EXERCISE AIM: Using the records below, output the stretch that opens with the line containing "PR #214, opened 2024-05-08" and closes with the line containing "PR #216, opened 2024-05-08", exactly and including both lines, with nothing more.

[Collected data]

################

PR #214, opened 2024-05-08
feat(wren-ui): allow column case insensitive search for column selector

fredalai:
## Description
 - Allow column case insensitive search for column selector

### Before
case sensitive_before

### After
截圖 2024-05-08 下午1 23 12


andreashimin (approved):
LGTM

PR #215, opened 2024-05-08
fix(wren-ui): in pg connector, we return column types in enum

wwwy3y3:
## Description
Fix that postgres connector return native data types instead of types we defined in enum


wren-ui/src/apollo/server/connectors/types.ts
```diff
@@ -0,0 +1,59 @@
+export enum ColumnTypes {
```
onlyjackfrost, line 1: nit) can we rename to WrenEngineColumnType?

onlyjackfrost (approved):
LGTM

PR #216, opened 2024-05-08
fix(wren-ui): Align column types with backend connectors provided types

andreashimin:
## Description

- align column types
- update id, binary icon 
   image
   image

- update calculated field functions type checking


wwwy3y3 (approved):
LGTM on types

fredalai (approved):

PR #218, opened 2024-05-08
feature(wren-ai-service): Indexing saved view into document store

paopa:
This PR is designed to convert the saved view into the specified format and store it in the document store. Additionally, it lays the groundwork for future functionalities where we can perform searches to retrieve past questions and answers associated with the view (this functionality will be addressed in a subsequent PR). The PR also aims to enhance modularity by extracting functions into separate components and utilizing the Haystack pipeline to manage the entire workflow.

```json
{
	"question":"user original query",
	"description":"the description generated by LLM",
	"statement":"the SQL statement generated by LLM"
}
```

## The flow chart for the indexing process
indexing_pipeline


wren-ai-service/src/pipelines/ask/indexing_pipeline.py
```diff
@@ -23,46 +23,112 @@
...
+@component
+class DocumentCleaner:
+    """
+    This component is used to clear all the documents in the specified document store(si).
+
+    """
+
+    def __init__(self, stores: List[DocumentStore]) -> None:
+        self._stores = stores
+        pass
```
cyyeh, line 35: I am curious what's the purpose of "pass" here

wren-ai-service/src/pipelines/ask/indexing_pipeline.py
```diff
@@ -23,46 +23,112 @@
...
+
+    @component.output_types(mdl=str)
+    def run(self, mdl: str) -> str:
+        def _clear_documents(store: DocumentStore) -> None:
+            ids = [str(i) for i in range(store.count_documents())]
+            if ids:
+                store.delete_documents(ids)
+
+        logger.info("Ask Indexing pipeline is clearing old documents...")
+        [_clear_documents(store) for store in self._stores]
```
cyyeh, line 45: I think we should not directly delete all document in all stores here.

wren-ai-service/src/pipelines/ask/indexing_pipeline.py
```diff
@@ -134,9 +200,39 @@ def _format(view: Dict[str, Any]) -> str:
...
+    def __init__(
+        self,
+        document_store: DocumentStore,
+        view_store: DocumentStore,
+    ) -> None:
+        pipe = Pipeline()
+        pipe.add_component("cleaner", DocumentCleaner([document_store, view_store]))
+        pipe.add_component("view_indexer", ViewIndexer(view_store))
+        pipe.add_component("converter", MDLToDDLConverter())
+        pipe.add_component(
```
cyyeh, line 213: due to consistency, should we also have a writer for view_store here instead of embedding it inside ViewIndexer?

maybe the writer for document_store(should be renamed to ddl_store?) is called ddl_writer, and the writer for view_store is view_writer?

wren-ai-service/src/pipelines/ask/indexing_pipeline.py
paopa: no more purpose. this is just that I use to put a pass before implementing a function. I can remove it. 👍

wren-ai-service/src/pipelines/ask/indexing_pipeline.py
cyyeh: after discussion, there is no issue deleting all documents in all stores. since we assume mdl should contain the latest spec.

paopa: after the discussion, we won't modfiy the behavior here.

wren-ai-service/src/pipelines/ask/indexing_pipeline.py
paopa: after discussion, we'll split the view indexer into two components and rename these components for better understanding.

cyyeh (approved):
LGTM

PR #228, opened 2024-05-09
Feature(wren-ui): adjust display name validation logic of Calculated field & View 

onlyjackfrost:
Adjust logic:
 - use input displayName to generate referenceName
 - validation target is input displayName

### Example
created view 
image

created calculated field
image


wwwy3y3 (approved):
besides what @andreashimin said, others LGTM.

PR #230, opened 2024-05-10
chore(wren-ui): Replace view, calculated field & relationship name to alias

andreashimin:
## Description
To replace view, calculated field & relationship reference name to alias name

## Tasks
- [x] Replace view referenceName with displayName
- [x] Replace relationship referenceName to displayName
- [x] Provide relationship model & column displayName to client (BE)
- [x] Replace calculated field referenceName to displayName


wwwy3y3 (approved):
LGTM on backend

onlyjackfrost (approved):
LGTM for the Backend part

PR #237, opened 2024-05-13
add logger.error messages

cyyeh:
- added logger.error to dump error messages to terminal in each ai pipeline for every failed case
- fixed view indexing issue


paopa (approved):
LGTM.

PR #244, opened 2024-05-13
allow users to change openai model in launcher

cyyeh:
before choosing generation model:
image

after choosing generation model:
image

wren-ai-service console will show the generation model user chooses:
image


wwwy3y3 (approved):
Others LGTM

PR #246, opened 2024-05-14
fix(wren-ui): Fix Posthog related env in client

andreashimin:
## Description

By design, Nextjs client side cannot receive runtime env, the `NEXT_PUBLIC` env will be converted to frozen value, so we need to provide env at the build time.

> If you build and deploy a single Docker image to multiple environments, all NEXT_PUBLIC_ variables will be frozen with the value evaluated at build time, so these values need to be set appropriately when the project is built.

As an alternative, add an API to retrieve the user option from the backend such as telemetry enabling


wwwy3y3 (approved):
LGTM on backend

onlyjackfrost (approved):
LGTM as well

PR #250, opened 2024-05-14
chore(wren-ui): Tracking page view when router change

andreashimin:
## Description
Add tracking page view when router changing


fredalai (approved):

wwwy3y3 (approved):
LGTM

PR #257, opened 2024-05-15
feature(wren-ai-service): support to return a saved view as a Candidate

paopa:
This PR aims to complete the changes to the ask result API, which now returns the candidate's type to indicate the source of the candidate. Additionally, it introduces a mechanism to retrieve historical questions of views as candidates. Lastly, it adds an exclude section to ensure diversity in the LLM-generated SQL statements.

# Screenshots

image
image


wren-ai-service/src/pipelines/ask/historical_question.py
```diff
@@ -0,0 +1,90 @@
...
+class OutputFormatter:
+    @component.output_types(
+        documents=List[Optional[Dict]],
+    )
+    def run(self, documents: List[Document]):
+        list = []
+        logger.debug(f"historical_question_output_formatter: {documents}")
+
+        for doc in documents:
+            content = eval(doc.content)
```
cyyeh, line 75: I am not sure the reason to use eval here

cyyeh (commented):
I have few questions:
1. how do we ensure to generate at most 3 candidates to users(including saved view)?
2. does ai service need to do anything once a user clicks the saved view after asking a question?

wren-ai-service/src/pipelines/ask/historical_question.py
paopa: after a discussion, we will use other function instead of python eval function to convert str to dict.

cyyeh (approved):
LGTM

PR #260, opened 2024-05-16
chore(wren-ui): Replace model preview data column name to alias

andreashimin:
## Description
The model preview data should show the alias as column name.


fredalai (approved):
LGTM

################

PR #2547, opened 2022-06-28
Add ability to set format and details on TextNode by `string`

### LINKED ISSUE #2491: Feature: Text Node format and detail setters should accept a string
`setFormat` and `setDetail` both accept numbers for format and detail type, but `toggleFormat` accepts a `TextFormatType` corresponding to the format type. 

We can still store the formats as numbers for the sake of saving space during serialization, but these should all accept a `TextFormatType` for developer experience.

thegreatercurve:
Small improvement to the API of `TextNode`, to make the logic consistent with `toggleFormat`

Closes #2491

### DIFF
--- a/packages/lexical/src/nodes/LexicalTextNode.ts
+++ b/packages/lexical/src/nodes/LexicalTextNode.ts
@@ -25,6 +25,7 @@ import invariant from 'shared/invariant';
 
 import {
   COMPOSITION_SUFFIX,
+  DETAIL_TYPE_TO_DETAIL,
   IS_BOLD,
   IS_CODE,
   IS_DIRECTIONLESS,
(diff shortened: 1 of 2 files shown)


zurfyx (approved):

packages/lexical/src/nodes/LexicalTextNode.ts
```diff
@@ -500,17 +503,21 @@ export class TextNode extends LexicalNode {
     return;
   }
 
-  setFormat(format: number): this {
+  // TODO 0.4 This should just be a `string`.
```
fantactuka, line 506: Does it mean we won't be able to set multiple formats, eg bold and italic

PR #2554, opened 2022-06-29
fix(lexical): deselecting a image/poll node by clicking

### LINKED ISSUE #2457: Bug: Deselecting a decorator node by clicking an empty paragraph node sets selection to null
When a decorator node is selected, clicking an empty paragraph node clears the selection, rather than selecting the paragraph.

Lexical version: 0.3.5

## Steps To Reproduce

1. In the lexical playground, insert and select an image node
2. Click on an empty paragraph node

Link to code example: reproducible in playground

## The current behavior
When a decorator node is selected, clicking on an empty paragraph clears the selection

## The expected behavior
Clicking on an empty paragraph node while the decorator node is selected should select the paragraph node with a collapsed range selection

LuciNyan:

################

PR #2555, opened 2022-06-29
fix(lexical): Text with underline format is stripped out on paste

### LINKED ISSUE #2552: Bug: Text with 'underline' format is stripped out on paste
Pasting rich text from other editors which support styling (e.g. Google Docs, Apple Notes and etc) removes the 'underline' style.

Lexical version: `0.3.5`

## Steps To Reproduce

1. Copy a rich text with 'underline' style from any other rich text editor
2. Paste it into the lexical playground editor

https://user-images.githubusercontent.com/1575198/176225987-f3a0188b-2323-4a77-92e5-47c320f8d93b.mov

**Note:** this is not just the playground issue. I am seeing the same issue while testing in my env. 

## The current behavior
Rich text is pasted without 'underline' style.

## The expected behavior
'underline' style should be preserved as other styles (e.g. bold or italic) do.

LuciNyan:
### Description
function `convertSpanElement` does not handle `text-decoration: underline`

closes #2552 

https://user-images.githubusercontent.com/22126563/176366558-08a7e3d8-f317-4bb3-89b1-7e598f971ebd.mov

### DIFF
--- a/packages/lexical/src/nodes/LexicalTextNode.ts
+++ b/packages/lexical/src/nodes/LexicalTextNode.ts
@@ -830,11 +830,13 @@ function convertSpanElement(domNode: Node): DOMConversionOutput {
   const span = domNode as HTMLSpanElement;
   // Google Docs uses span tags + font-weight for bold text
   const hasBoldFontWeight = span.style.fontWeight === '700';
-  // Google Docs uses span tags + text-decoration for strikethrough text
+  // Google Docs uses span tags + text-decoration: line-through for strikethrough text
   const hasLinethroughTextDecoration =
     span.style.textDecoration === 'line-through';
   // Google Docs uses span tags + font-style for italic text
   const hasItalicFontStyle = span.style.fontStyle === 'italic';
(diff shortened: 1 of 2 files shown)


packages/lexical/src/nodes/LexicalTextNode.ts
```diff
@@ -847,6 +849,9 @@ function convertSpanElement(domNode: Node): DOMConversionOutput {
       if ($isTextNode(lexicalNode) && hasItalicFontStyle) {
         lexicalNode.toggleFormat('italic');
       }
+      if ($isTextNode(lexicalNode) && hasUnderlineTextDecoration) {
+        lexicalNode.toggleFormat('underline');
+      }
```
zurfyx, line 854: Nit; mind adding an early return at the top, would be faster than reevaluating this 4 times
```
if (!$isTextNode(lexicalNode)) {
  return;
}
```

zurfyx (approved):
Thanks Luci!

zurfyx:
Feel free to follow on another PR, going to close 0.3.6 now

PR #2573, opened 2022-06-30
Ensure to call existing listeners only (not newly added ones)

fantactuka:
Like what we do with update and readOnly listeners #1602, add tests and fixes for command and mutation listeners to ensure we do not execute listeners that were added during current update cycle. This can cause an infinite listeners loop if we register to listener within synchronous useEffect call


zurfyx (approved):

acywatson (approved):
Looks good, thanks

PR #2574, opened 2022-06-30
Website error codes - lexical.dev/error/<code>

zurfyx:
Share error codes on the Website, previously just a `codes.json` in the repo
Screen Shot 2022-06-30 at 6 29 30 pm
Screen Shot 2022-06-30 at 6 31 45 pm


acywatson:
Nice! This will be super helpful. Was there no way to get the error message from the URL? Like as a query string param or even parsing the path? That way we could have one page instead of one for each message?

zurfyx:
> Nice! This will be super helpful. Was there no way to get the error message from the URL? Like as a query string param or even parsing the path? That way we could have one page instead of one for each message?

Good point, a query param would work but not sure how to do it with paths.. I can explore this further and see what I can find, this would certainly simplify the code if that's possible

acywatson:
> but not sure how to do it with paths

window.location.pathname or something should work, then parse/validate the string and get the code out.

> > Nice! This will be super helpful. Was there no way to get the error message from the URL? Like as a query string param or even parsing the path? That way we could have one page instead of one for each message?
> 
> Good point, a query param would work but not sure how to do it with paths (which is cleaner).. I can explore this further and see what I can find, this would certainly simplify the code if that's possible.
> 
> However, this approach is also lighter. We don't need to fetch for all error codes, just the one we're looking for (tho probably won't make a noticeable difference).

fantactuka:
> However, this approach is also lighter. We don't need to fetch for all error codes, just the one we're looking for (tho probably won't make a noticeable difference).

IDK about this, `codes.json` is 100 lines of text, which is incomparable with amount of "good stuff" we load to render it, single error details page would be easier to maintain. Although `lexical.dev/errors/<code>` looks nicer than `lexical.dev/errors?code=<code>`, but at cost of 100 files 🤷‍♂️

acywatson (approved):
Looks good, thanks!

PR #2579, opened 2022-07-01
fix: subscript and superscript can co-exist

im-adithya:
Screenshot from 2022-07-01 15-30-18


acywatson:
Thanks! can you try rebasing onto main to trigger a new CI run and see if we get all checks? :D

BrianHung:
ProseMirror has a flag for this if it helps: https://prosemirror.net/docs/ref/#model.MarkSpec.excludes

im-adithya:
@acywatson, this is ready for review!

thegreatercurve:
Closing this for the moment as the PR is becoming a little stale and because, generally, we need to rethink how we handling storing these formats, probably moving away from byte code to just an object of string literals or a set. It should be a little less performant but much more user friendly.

################

TASK ANSWER:
PR #214, opened 2024-05-08
feat(wren-ui): allow column case insensitive search for column selector

fredalai:
## Description
 - Allow column case insensitive search for column selector

### Before
case sensitive_before

### After
截圖 2024-05-08 下午1 23 12


andreashimin (approved):
LGTM

PR #215, opened 2024-05-08
fix(wren-ui): in pg connector, we return column types in enum

wwwy3y3:
## Description
Fix that postgres connector return native data types instead of types we defined in enum


wren-ui/src/apollo/server/connectors/types.ts
```diff
@@ -0,0 +1,59 @@
+export enum ColumnTypes {
```
onlyjackfrost, line 1: nit) can we rename to WrenEngineColumnType?

onlyjackfrost (approved):
LGTM

PR #216, opened 2024-05-08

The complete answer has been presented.